Issue #6632, opened 2026-07-20
Support PEP 723 inline scripts


Hofer-Julian:
[PEP 723](https://peps.python.org/pep-0723/) defines how to specify (PyPI) dependencies on the top of a Python script. Implementing this shouldn't be hard, and would it make it easier for marimo to integrate deeper with Pixi.

dmadisetti:
Related: https://github.com/prefix-dev/pixi/issues/3751

Funnily enough @wolfv mentioned this might be possible if we helped complete the Pixi puzzle at SciPy (it got completed! 🧩)

manzt:
I've been working on PEP 723 script support in [`manzt/pep-723`](https://github.com/manzt/pixi/tree/manzt/pep-723).

The high-level idea is to build on PEP 723 in the same way Pixi builds on `pyproject.toml` where standard Python metadata remains at the root of the block, while Pixi-specific configuration lives under `tool.pixi`.

For example:

```python
# /// script
# requires-python = ">=3.11"
# dependencies = ["requests>=2"]
#
# [tool.pixi.workspace]
# channels = ["conda-forge"]
# platforms = ["linux-64"]
#
# [tool.pixi.dependencies]
# rich = ">=14,<15"
# ///
```

This preserves the standard PEP 723 fields for other compatible tooling, while allowing Pixi to describe conda dependencies, channels, platforms, system requirements, PyPI options, and other supported Pixi configuration.

The branch currently adds:

```sh
pixi init --script example.py
pixi run --script example.py
pixi add --script example.py requests
pixi add --script example.py --pypi requests
pixi remove --script example.py requests
pixi lock --script example.py
```

I used an explicit `--script` flag partly because it should be familiar to uv users, and because it avoids ambiguity with normal
workspace commands. I would also be open to a more visibly namespaced CLI, such as `pixi script run|add|remove|lock`.

A script is treated as a restricted `pyproject.toml` with one implicit default environment. The existing Pixi semantics are reused where possible, but features that do not fit a single-file script (e.g., tasks, named features, environments, solve groups, and package/build configuration) are rejected. Unknown `tool` tables are preserved when Pixi edits the metadata.

Script environments are isolated from an enclosing Pixi workspace and from an active Pixi environment. Relative paths in the metadata are resolved relative to the script, while the script itself runs from the caller's working directory.

Locking is explicit:

```sh
pixi lock --script example.py
```

[...]

Issue #3751, opened 2025-05-12
`conda-script` proposal


nichmor:
This is a draft version of the `pixi script` proposal. The plan is to turn it into a CEP for the entire conda ecosystem, so it shouldn't be referred to as official work. As a first step, it will be implemented in pixi behind `pixi run --experimental --script FILE` to gather experience before finalizing the CEP.

# Abstract

Standardize the `conda-script` comment block: how conda metadata is embedded in scripts and code files, and how tools or IDE extensions should treat it.

# Motivation

To share a conda based script today, one has to send the code file (`.py`, `.c`, `.rs`, ...) together with a project file (`pixi.toml` / `environment.yml`). There is no way to store the requirements inside the script itself.

Embedding the metadata in the file enables:

- Fast prototyping for short-lived code, where a separate project file is unnecessary
- Sharing a single self-contained file via gist, URL or chat

This proposal standardizes how this metadata SHOULD be embedded and how tools like `pixi` or `conda` can use it. It does not define such a tool or how it should be used.

# Specification

## Relationship to PEP 723

Python already standardizes embedded script metadata via [PEP 723](https://peps.python.org/pep-0723/), and pixi already runs such scripts with conda metadata under `[tool.pixi]`. Python scripts MAY keep using it, or use a `conda-script` block instead; both are fine. A file containing both a PEP 723 `script` block and a `conda-script` block is an error.

## Block syntax

A `conda-script` block is recognized without knowing the language's comment syntax:

* The opening line is any line ending in `/// conda-script`. Everything before the `///` is the *prefix*. The prefix MUST be non-empty and MUST NOT contain alphanumeric characters.
* Every following line of the block MUST start with that exact prefix. A line equal to the prefix with trailing whitespace stripped is an empty metadata line.
* The block closes with the prefix followed by `/// end-conda-script`. An unterminated block is an error.
* Only line comments are supported, no block comments (`/* */`).
* A file MUST contain at most one `conda-script` block, at any position. More than one is an error.

The content of the block is TOML, extended with multiline inline tables from the upcoming TOML 1.1.

```c
// /// conda-script
// channels = ["conda-forge"]
// entrypoint = "gcc -o ${CACHE}/main ${SCRIPT} -lz && ${CACHE}/main"
//
// [dependencies]
// gcc = "*"
// zlib = "*"
// /// end-conda-script
```

[...]

PR #6648, opened 2026-07-22
feat: Support PEP 723 scripts with `--script`

manzt:
This PR follows [the discussion in #6632](https://github.com/prefix-dev/pixi/issues/6632#issuecomment-5044288263) and reworks the earlier [`manzt/pep-723`](https://github.com/manzt/pixi/tree/manzt/pep-723) prototype.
☆ ☆ ☆ ☆ ☆ ☆ ☆
ABOUT THIS TASK: When the entries above are retyped, each line must stay exactly as it is.

RESPONSE AREA:
Issue #6632, opened 2026-07-20
Support PEP 723 inline scripts


Hofer-Julian:
[PEP 723](https://peps.python.org/pep-0723/) defines how to specify (PyPI) dependencies on the top of a Python script. Implementing this shouldn't be hard, and would it make it easier for marimo to integrate deeper with Pixi.

dmadisetti:
Related: https://github.com/prefix-dev/pixi/issues/3751

Funnily enough @wolfv mentioned this might be possible if we helped complete the Pixi puzzle at SciPy (it got completed! 🧩)

manzt:
I've been working on PEP 723 script support in [`manzt/pep-723`](https://github.com/manzt/pixi/tree/manzt/pep-723).

The high-level idea is to build on PEP 723 in the same way Pixi builds on `pyproject.toml` where standard Python metadata remains at the root of the block, while Pixi-specific configuration lives under `tool.pixi`.

For example:

```python
# /// script
# requires-python = ">=3.11"
# dependencies = ["requests>=2"]
#
# [tool.pixi.workspace]
# channels = ["conda-forge"]
# platforms = ["linux-64"]
#
# [tool.pixi.dependencies]
# rich = ">=14,<15"
# ///
```

This preserves the standard PEP 723 fields for other compatible tooling, while allowing Pixi to describe conda dependencies, channels, platforms, system requirements, PyPI options, and other supported Pixi configuration.

The branch currently adds:

```sh
pixi init --script example.py
pixi run --script example.py
pixi add --script example.py requests
pixi add --script example.py --pypi requests
pixi remove --script example.py requests
pixi lock --script example.py
```

I used an explicit `--script` flag partly because it should be familiar to uv users, and because it avoids ambiguity with normal
workspace commands. I would also be open to a more visibly namespaced CLI, such as `pixi script run|add|remove|lock`.

A script is treated as a restricted `pyproject.toml` with one implicit default environment. The existing Pixi semantics are reused where possible, but features that do not fit a single-file script (e.g., tasks, named features, environments, solve groups, and package/build configuration) are rejected. Unknown `tool` tables are preserved when Pixi edits the metadata.

Script environments are isolated from an enclosing Pixi workspace and from an active Pixi environment. Relative paths in the metadata are resolved relative to the script, while the script itself runs from the caller's working directory.

Locking is explicit:

```sh
pixi lock --script example.py
```

[...]

Issue #3751, opened 2025-05-12
`conda-script` proposal


nichmor:
This is a draft version of the `pixi script` proposal. The plan is to turn it into a CEP for the entire conda ecosystem, so it shouldn't be referred to as official work. As a first step, it will be implemented in pixi behind `pixi run --experimental --script FILE` to gather experience before finalizing the CEP.

# Abstract

Standardize the `conda-script` comment block: how conda metadata is embedded in scripts and code files, and how tools or IDE extensions should treat it.

# Motivation

To share a conda based script today, one has to send the code file (`.py`, `.c`, `.rs`, ...) together with a project file (`pixi.toml` / `environment.yml`). There is no way to store the requirements inside the script itself.

Embedding the metadata in the file enables:

- Fast prototyping for short-lived code, where a separate project file is unnecessary
- Sharing a single self-contained file via gist, URL or chat

This proposal standardizes how this metadata SHOULD be embedded and how tools like `pixi` or `conda` can use it. It does not define such a tool or how it should be used.

# Specification

## Relationship to PEP 723

Python already standardizes embedded script metadata via [PEP 723](https://peps.python.org/pep-0723/), and pixi already runs such scripts with conda metadata under `[tool.pixi]`. Python scripts MAY keep using it, or use a `conda-script` block instead; both are fine. A file containing both a PEP 723 `script` block and a `conda-script` block is an error.

## Block syntax

A `conda-script` block is recognized without knowing the language's comment syntax:

* The opening line is any line ending in `/// conda-script`. Everything before the `///` is the *prefix*. The prefix MUST be non-empty and MUST NOT contain alphanumeric characters.
* Every following line of the block MUST start with that exact prefix. A line equal to the prefix with trailing whitespace stripped is an empty metadata line.
* The block closes with the prefix followed by `/// end-conda-script`. An unterminated block is an error.
* Only line comments are supported, no block comments (`/* */`).
* A file MUST contain at most one `conda-script` block, at any position. More than one is an error.

The content of the block is TOML, extended with multiline inline tables from the upcoming TOML 1.1.

```c
// /// conda-script
// channels = ["conda-forge"]
// entrypoint = "gcc -o ${CACHE}/main ${SCRIPT} -lz && ${CACHE}/main"
//
// [dependencies]
// gcc = "*"
// zlib = "*"
// /// end-conda-script
```

[...]

PR #6648, opened 2026-07-22
feat: Support PEP 723 scripts with `--script`

manzt:
This PR follows [the discussion in #6632](https://github.com/prefix-dev/pixi/issues/6632#issuecomment-5044288263) and reworks the earlier [`manzt/pep-723`](https://github.com/manzt/pixi/tree/manzt/pep-723) prototype.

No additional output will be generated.